When “auto-stopped” on a 25mph road (HDA: Off) – only allow 3 secs before preventing any auto-resume
(I guess because it must be more dangerous to auto-accelerate to 25mph)

When “auto-stopped” on a 70mph road (HDA: On) – allow much more time (30 secs?) before preventing auto-resume
(I guess because it must be less dangerous to auto-accelerate to 70mph)???????

(SEEMS BACKWARDS TO ME)!
It has nothing to do with the max possible speed of the road. It's because on HDA-capable roads, Hyundai knows for sure that you're on a highway, and that it's a highway for which they have enough GPS data to trust the car to navigate it by itself.
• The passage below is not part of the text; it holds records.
PR #1035, opened 2025-04-22
feat: implement stop response

jpinkney-aws:
## Problem
agentic chat has stop response disabled

## Solution
enable it and make it so that when its clicked it returns back an empty answer, which completes the request stream and unlocks the UI

## License

### DIFF
--- a/server/aws-lsp-codewhisperer/src/language-server/agenticChat/agenticChatController.ts
+++ b/server/aws-lsp-codewhisperer/src/language-server/agenticChat/agenticChatController.ts
@@ -264,6 +264,17 @@ export class AgenticChatController implements ChatHandlers {
                 chatResultStream
             )
         } catch (err) {
+            if (token?.isCancellationRequested) {
+                /**
+                 * when the session is aborted it generates an error.
+                 * we need to resolve this error with an answer so the
+                 * stream stops
+                 */
+                return {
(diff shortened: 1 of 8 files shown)


server/aws-lsp-codewhisperer/src/language-server/agenticChat/agenticChatController.ts
```diff
@@ -264,6 +264,17 @@ export class AgenticChatController implements ChatHandlers {
...
         } catch (err) {
+            if (token?.isCancellationRequested) {
+                /**
+                 * when the session is aborted it generates an error.
+                 * we need to resolve this error with an answer so the
+                 * stream stops
+                 */
+                return {
+                    type: 'answer',
+                    body: '',
```
kmile, line 275: Should we render what we have? Show a "this request was canceled" text?

kmile (approved):

server/aws-lsp-codewhisperer/src/language-server/agenticChat/agenticChatController.ts
jpinkney-aws: whatever's been rendered will already be sent to chat

> this request was canceled

I was thinking that as well, but kept it with what we currently do in the agentic chat branch. I think its a pretty quick two way door

PR #1036, opened 2025-04-22
fix: remove thumbs up/down button

Randall-Jiang:
## Problem
remove the thumb up/down button on the answer card
## License

### DIFF
--- a/server/aws-lsp-codewhisperer/src/language-server/chat/chatController.test.ts
+++ b/server/aws-lsp-codewhisperer/src/language-server/chat/chatController.test.ts
@@ -59,7 +59,7 @@ describe('ChatController', () => {
     const expectedCompleteChatResult: ChatResult = {
         messageId: mockMessageId,
         body: 'Hello World!',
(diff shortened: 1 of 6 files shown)


jpinkney-aws (approved):

server/aws-lsp-codewhisperer/src/language-server/chat/chatController.test.ts
```diff
@@ -59,7 +59,7 @@ describe('ChatController', () => {
     const expectedCompleteChatResult: ChatResult = {
         messageId: mockMessageId,
         body: 'Hello World!',
-        canBeVoted: true,
+        canBeVoted: false,
```
jpinkney-aws, line 62: actually you probably don't need to change the normal chat controller, you only need to change the agentic chat controller ones

volodkevych: yes, the change should not affect the base chat

PR #1039, opened 2025-04-22
fix: improve chat rendering if there are additional chat messages

kmile:
## License


chat-client/src/client/mynahUi.ts
```diff
@@ -569,25 +576,7 @@ export const createMynahUi = (
...
-            canBeVoted: undefined,
-            codeReference: undefined,
-            fileList: undefined,
-        })
-
-        mynahUi.endMessageStream(tabId, chatResult.messageId ?? '')
-
-        mynahUi.updateLastChatAnswer(tabId, {
-            type: ChatItemType.ANSWER,
+        mynahUi.endMessageStream(tabId, chatResult.messageId ?? '', {
```
jpinkney-aws, line 579: does this have the potential to break history if we aren't finishing with an answer card?

jpinkney-aws (approved):

chat-client/src/client/mynahUi.ts
kmile: This doesn't have to be the last card, just the one specified.

And in the backend, we only put `assistantResponse` items in the `chatResult`, the tools go in the `additionalMessages`.

kmile: History is done on the server and yes, it currently breaks if we have lingering `toolUses` until we port over https://github.com/aws/aws-toolkit-vscode/blob/feature/agentic-chat/packages/core/src/shared/db/chatDb/chatDb.ts#L311

viktorsaws (approved):

viktorsaws (approved):

PR #1045, opened 2025-04-22
feat: added support for injecting additional context commands

anasstahr:
## Problem
Currently we don't have a way to support additional context commands from the client side.

## Solution
Adding support for this

## License

### DIFF
--- a/chat-client/src/client/chat.ts
+++ b/chat-client/src/client/chat.ts
@@ -18,6 +18,7 @@ import {
     CopyCodeToClipboardParams,
     ERROR_MESSAGE,
     ErrorMessage,
+    FeatureContext,
     GENERIC_COMMAND,
     GenericCommandMessage,
     INSERT_TO_CURSOR_POSITION,
@@ -99,7 +100,8 @@ type ChatClientConfig = Pick<MynahUIDataModel, 'quickActionCommands'> & {
 export const createChat = (
     clientApi: { postMessage: (msg: UiMessage | UiResultMessage | ServerMessage) => void },
     config?: ChatClientConfig,
-    chatClientAdapter?: ChatClientAdapter
+    chatClientAdapter?: ChatClientAdapter,
+    featureConfigSerialized?: string
 ) => {
     let mynahApi: InboundChatApi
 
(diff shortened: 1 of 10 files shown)


client/vscode/src/chatActivation.ts
```diff
@@ -404,7 +404,11 @@ function generateJS(webView: Webview, extensionUri: Uri): string {
     <script type="text/javascript" src="${entrypoint.toString()}" defer onload="init()"></script>
     <script type="text/javascript">
         const init = () => {
-            amazonQChat.createChat(acquireVsCodeApi(), {disclaimerAcknowledged: false});
+            amazonQChat.createChat(acquireVsCodeApi(), 
+                {disclaimerAcknowledged: false}, 
+                undefined,
+                undefined,
```
volodkevych, line 410: can we have example to show `@sage` injected here please?

chat-client/src/client/mynahUi.ts
```diff
@@ -200,10 +201,11 @@ export const createMynahUi = (
         },
         onTabAdd: (tabId: string) => {
             const defaultTabBarData = tabFactory.getDefaultTabData()
+            const contextCommands = [...(contextCommandGroups || []), ...(featureConfig?.get('contextCommands') || [])]
```
volodkevych, line 204: Why are we doing here some thing different in comparison to what was done above? Can we share the logic? Why is 'contextCommands' key used here, but not in the logic above?

chat-client/src/client/chat.ts
```diff
@@ -183,8 +195,25 @@ export const createChat = (
                 }
 
                 const allExistingTabs: MynahUITabStoreModel = mynahUi.getAllTabs()
+
+                const additionalContextCommands: any[] = []
+                featureConfig.forEach((featureContext: FeatureContext, _feature: string) => {
+                    additionalContextCommands.push({
```
volodkevych, line 201: I do not think it's safe to use all the items from featureConfig as additional context commands. Can we just pull that 'highlightCommand' here, which is used for @sage?

chat-client/src/client/mynahUi.ts
```diff
@@ -692,9 +707,12 @@ ${params.message}`,
             commands: toContextCommands(group.commands),
         }))
 
+        console.log('Context commands feature ', featureConfig?.get('highlightCommands'))
+        const contextCommands = [...(contextCommandGroups || []), ...(featureConfig?.get('highlightCommands') || [])]
+
         Object.keys(mynahUi.getAllTabs()).forEach(tabId => {
             mynahUi.updateStore(tabId, {
-                contextCommands: contextCommandGroups,
+                contextCommands: contextCommands,
```
volodkevych, line 715: This will not work: `contextCommands` do not have `variation` and `value.string..` properties.

volodkevych (approved):

volodkevych (approved):

PR #1052, opened 2025-04-22
feat(amazonq): implement shared q service server

patrickvbeurden:
## Problem

The `AmazonQServiceManager` has evolved into a service / server hybrid, both vending Q functionality to all dependent servers and handling LSP events. Currently, all servers try to initialize the service manager and have to setup duplicate lsp listeners because there are no guarantees on which servers end up in the final bundle or actually initializes the service manager, which is not an issue today but does not scale well.

## Solution

Introduce a dedicated server for the initialization of the service manager, which is always bundled as a "hard dependency" for all other servers. This way, the service manager also has its own LSP object to attach handlers to, which prevents accidental future overrides. 

If multiple servers try to initialize the service manager, an error is thrown at runtime. If a dependent server tries to use the q functionality while the service manager is not initialized yet, an error is thrown at runtime.

### check list

- [x] E2E basic "smoke test" (validated no errors, expect initialization orders and chat works for token)
- [x] Additional unit tests
- [x] More elaborate E2E testing (IAM and token servers spinning up, for the latter both profile / no profile flows stil work)
- [x] Updates to documentation regarding bundle creation in `app/aws-lsp-codewhisperer-runtimes`

## License


server/aws-lsp-codewhisperer/src/language-server/configuration/qConfigurationServer.ts
```diff
@@ -178,4 +150,22 @@ export class ServerConfigurationProvider {
         this.logging.error(`${message}: ${error}`)
         return new ResponseError(LSPErrorCodes.RequestFailed, message)
     }
+
+    private get serviceManager(): AmazonQTokenServiceManager {
+        if (!this.cachedServiceManager) {
+            this.cachedServiceManager = AmazonQTokenServiceManager.getInstance()
```
viktorsaws, line 156: Can't we use `AmazonQServiceAPI` here instead of maintaining cached instance here? I think we should align uses of `AmazonQTokenServiceManager` and `AmazonQServiceAPI` across the codebase, and use either one of them, to avoid confusion.

server/aws-lsp-codewhisperer/src/shared/amazonQServiceManager/BaseAmazonQServiceManager.ts
```diff
@@ -155,13 +193,51 @@ export abstract class BaseAmazonQServiceManager<
...
+    getStreamingClient(): S
+    getConfiguration(): Readonly<AmazonQWorkspaceConfig>
+    addDidChangeConfigurationListener(listener: DidChangeConfigurationListener): Promise<void>
+    removeDidChangeConfigurationListener(listener: DidChangeConfigurationListener): void
+}
 
-        this.logging.debug('BaseAmazonQServiceManager functionality initialized')
+export type AmazonQServiceBase = AmazonQServiceAPI<CodeWhispererServiceBase, StreamingClientServiceBase>
+
+export class AmazonQServiceAPI<C extends CodeWhispererServiceBase, S extends StreamingClientServiceBase>
```
viktorsaws, line 210: I tried to wrap my head around why would we really need this proxy object to access methods of `ServiceManager`, and I feel like it is not really necessary, unless I'm missing very obvious reason.

If the idea is to prevent access to not initialized `ServiceManager` behind this class, I don't see how it really protects against mis-usage in consuming code. Since in all consuming code we need to do something like `const amazonQService = new AmazonQServiceAPI(() => AmazonQTokenServiceManager.getInstance())`, that code could start making calls to `amazonQService` immediately after. 

Assuming that all factory `serviceManagerFactory` implementations passed inside constructor here always call `ServiceManager.getInstance()`, why don't we make `.getInstance()` call a part of every public method of `BaseAmazonQServiceManager` itself? Then we don't need this indirection with passing factories, and consumes can keep using `ServiceManager` implementations directly as before.

server/aws-lsp-codewhisperer/src/shared/amazonQServiceManager/BaseAmazonQServiceManager.ts
```diff
@@ -145,6 +159,30 @@ export abstract class BaseAmazonQServiceManager<
...
+
+        this.features.lsp.didChangeConfiguration(async () => {
+            this.logging.debug('Received didChangeconfiguration event')
+            await this.handleDidChangeConfiguration()
+        })
+
+        this.logging.debug('Attached onInitialized and didChangeConfiguration lsp listeners.')
+    }
+
+    public setupConfigurableLspHandlers(): void {
```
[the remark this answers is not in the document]
patrickvbeurden: Discussed offline, all handlers are now explicitly set in the `AmazonQServiceServerFactory` for improved clarity.

server/aws-lsp-codewhisperer/src/language-server/configuration/qConfigurationServer.ts
patrickvbeurden: Discussed offline, largely reverted the changes and removed `AmazonQServiceAPI` (see comment below)

viktorsaws (approved):

PR #1353, opened 2025-05-16
fix(amazonq): Use common utility to determine workspaceFolders and fix tests

shruti0085:
## Description
This change address a few different things concerning the usage of `workspaceFolders` across servers.
* Language server runtime version has been bumped to the latest to pull changes made in https://github.com/aws/language-server-runtimes/pull/509
* All locations that determine workspaceFolders have been updated to call `workspace.getAllWorkspaceFolders()` which was introduced in the runtimes PR as a common utility(it respects `didChangeWorkspaceFolder` event alongwith using rootUri of initializeparams in absence of `workspaceFolder`)
* With this update, particularly in the VS client paths associated with tool actions are now correct. Prior to that they were displayed as a relativePath.
* InitializeUtils has been deleted as the logic has been moved to the runtimes repo

In addition, this change fixes test failures seen locally on Windows devices associated with  `workspaceUtils.test.ts` and `fileSearch.test.ts` whereever `fs.readDir` calls were being stubbed out. Error `path is undefined` was being thrown for tests where `getEntryPath` was invoked. 

## License


server/aws-lsp-codewhisperer/src/language-server/localProjectContext/localProjectContextServer.ts
```diff
@@ -4,20 +4,19 @@ import { TelemetryService } from '../../shared/telemetry/telemetryService'
...
+    ({ credentialsProvider, telemetry, logging, lsp, workspace }) => {
         let localProjectContextController: LocalProjectContextController
         let amazonQServiceManager: AmazonQTokenServiceManager
         let telemetryService: TelemetryService
 
         let localProjectContextEnabled: boolean = false
 
         lsp.addInitializer((params: InitializeParams) => {
-            const workspaceFolders = getWorkspaceFolders(logging, params)
+            const workspaceFolders = workspace.getAllWorkspaceFolders() || params.workspaceFolders
```
awschristou, line 19: Should this be `??` I'm a little rusty...

Similarly in workspaceContextServer.ts

core/aws-lsp-core/src/util/workspaceUtils.test.ts
```diff
@@ -224,7 +236,14 @@ describe('workspaceUtils', function () {
             tempFolder = await TestFolder.create()
             testFeatures = new TestFeatures()
             // Taken from https://github.com/aws/language-server-runtimes/blob/674c02696c150838b4bc93543fb0009c5982e7ad/runtimes/runtimes/standalone.ts#L216
-            testFeatures.workspace.fs.readdir = path => fs.readdir(path, { withFileTypes: true })
+            testFeatures.workspace.fs.readdir = async dirPath => {
+                const entries = await fs.readdir(dirPath, { withFileTypes: true })
+                // Add parentPath to each entry
+                return entries.map(entry => {
+                    ;(entry as any).parentPath = dirPath
```
ege0zcan, line 243: just curious, why didn't we need parentPath information before but now we need it? 

As far as I can see `readDirectoryRecursively` calls `getEntryPath` which uses `parentPath` info so I can see why this might be needed but I wonder why this was not needed before and is needed now

core/aws-lsp-core/src/util/workspaceUtils.ts
```diff
@@ -99,12 +99,16 @@ export function formatListing(entry: Dirent): string {
 }
 
 export function getEntryPath(entry: Dirent) {
+    if (!entry.parentPath) {
```
ege0zcan, line 102: doesn't typescript satisfy this automatically since `parentpath` is a non-optional field in Dirent? 

The only place where the parentpath was not being set before was in the testing stubs that had custom behaviour and that were doing lots of type casting. Throwing and error here doesn't look really right to me, now with the parentpath changes introduced in the PR do we need to throw this error?

ege0zcan (approved):

server/aws-lsp-codewhisperer/src/language-server/localProjectContext/localProjectContextServer.ts
shruti0085: From what I could find, it seems like it the right hand side would be used as fallback when left-hand side is any falsy value (including false, 0, "", null, undefined, and NaN). That seemed fine to me

core/aws-lsp-core/src/util/workspaceUtils.ts
shruti0085: I will remove the throw and error check in getEntryPath as I was seeing errors locally where parentpath was null with tests. I wasn't sure if this only impacted tests but as long as it does not impact actual logic, I am fine with removing this

ege0zcan (approved):

PR #1355, opened 2025-05-17
fix: re-categorize error status code

yueny2020:
## Problem
- error status code in Kibana is 0 or has wrong value

## Solution
- re-categorize error status code

## License


tsmithsz (commented):
What about flipping `Improperly formed request` to 500?

tsmithsz (approved):

yueny2020:
> What about flipping `Improperly formed request` to 500?

discussed offline, the 400 error `Improperly formed request` is between LSP and RTS. From customer perspective, this should be 500. will make the change in a follow up pr.

PR #1359, opened 2025-05-19
fix: add grepSearch implementation

jguoamz:
## Problem
- We are slow and inefficient when resolving tasks
 
## Solution
- Add grepSearch implementation
- This will not enable the tool

## License

### DIFF
--- a/server/aws-lsp-codewhisperer/src/language-server/agenticChat/agenticChatController.ts
+++ b/server/aws-lsp-codewhisperer/src/language-server/agenticChat/agenticChatController.ts
@@ -109,6 +109,7 @@ import { FsWrite, FsWriteParams } from './tools/fsWrite'
 import { ExecuteBash, ExecuteBashParams } from './tools/executeBash'
 import { ExplanatoryParams, ToolApprovalException } from './tools/toolShared'
 import { FileSearch, FileSearchParams } from './tools/fileSearch'
+import { GrepSearch, SanitizedRipgrepOutput } from './tools/grepSearch'
 import { loggingUtils } from '@aws/lsp-core'
 import { diffLines } from 'diff'
 import {
@@ -926,6 +927,7 @@ export class AgenticChatController implements ChatHandlers {
                     case 'fsRead':
                     case 'listDirectory':
                     case 'fileSearch':
+                    case 'grepSearch':
                     case 'fsWrite':
                     case 'executeBash': {
                         const toolMap = {
@@ -933,6 +935,7 @@ export class AgenticChatController implements ChatHandlers {
                             listDirectory: { Tool: ListDirectory },
                             fsWrite: { Tool: FsWrite },
                             executeBash: { Tool: ExecuteBash },
+                            grepSearch: { Tool: GrepSearch },
                             fileSearch: { Tool: FileSearch },
                         }
 
@@ -1042,8 +1045,11 @@ export class AgenticChatController implements ChatHandlers {
                         // no need to write tool result for listDir and fsRead into chat stream
                         // executeBash will stream the output instead of waiting until the end
                         break
-                    case 'codeSearch':
-                        // no need to write tool result for code search.
+                    case 'grepSearch':
+                        const grepSearchResult = this.#processGrepSearchResult(toolUse, result, chatResultStream)
+                        if (grepSearchResult) {
+                            await chatResultStream.writeResultBlock(grepSearchResult)
+                        }
                         break
                     case 'fsWrite':
                         const input = toolUse.input as unknown as FsWriteParams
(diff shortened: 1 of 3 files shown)


server/aws-lsp-codewhisperer/src/language-server/agenticChat/agenticChatController.ts
```diff
@@ -1716,6 +1722,73 @@ export class AgenticChatController implements ChatHandlers {
...
+                lineRanges: [{ first: -1, second: -1 }],
+            }
+        }
+
+        // Create sorted array of file paths
+        const sortedFilePaths = Object.keys(fileDetails)
+
+        // Create the context list for display
+        const query = (toolUse.input as any)?.query || 'search term'
+        const matchCount = matches.length
```
laileni-aws, line 1776: Do we need this matchCount var?

server/aws-lsp-codewhisperer/src/language-server/agenticChat/agenticChatController.ts
```diff
@@ -1716,6 +1722,73 @@ export class AgenticChatController implements ChatHandlers {
...
+        const matches = output.fileMatches
+        const fileDetails: Record<string, FileDetails> = {}
+
+        // Create file details directly from matches
+        for (const match of matches) {
+            const filePath = match.filePath
+            if (!filePath) continue
+
+            fileDetails[filePath] = {
+                description: `${match.matches.length} matches`,
```
laileni-aws, line 1766: description should show complete filePath IIRC.
There can be same fileName in two different location, users need to know which exact file is being used for context.

server/aws-lsp-codewhisperer/src/language-server/agenticChat/agenticChatController.ts
jguoamz: good catch, will remove

grl-wang: yes, following is the UI proposed by Ankit. and we have discussion later to change `grepped` to `searched`
image (6)

server/aws-lsp-codewhisperer/src/language-server/agenticChat/tools/grepSearch.ts
```diff
@@ -0,0 +1,315 @@
...
+                }
+            }
+
+            if (params.excludePattern) {
+                // Support multiple exclude patterns
+                const patterns = params.excludePattern.split(',')
+                for (const pattern of patterns) {
+                    args.push(`-g`, `!${pattern.trim()}`)
+                }
+            }
```
grl-wang, line 166: we should also update the tool spec and implementation to ignore the common build and dependency directories.

server/aws-lsp-codewhisperer/src/language-server/agenticChat/tools/grepSearch.ts
```diff
@@ -0,0 +1,315 @@
...
+            // Add include/exclude patterns
+            if (params.includePattern) {
+                // Support multiple include patterns
+                const patterns = params.includePattern.split(',')
+                for (const pattern of patterns) {
+                    args.push('-g', `${pattern.trim()}`)
+                }
+            }
+
+            if (params.excludePattern) {
```
Randall-Jiang, line 160: what if user pass an empty string to excludePattern/includePattern?

server/aws-lsp-codewhisperer/src/language-server/agenticChat/agenticChatController.ts
grl-wang: as the grep search using the same UI as read file, the complete filePath will show when user hover over the file. In this case, I don't think we need to show the completed filePath explicitly.

server/aws-lsp-codewhisperer/src/language-server/agenticChat/tools/grepSearch.ts
jguoamz: we don't ignore them

server/aws-lsp-codewhisperer/src/language-server/agenticChat/tools/grepSearch.ts
jguoamz: then it will be false

server/aws-lsp-codewhisperer/src/language-server/agenticChat/tools/grepSearch.ts
jguoamz: ripgrep respects gitignore rules already and there is no problem searching for more files because it's so fast

grl-wang (approved):

server/aws-lsp-codewhisperer/src/language-server/agenticChat/agenticChatController.ts
laileni-aws: In the file read and list we show entire path If user hovers thats a appsec requirement

server/aws-lsp-codewhisperer/src/language-server/agenticChat/agenticChatController.ts
```diff
@@ -1733,7 +1805,7 @@ export class AgenticChatController implements ChatHandlers {
         updatedRequestInput.conversationState!.currentMessage!.userInputMessage!.content = content
 
         for (const toolResult of toolResults) {
-            this.#debug(`ToolResult: ${JSON.stringify(toolResult)}`)
+            this.#debug(`ToolResult: ${JSON.stringify(toolResult)} `)
```
justinmk3, line 1808: @jguoamz why add space at the end all of these logs ? same for other cases in this PR.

Think of it another way: suppose you're using SCC on a road that's not a highway and isn't HDA-enabled, and the car brings you to a stop because there's a stop sign or a red light (by that, I mean that the car in front of you stops - I'm fully aware that the Palisade can't detect red lights and stop signs). Letting the car move by itself for 30s after it has stopped means that it could run a red light. Or move forward at a stop sign, following the car in front, without waiting for another car, whose turn it is to cross the intersection, to go through. Obviously, that only happens when drivers don't pay attention to what they're doing, but you know how that goes...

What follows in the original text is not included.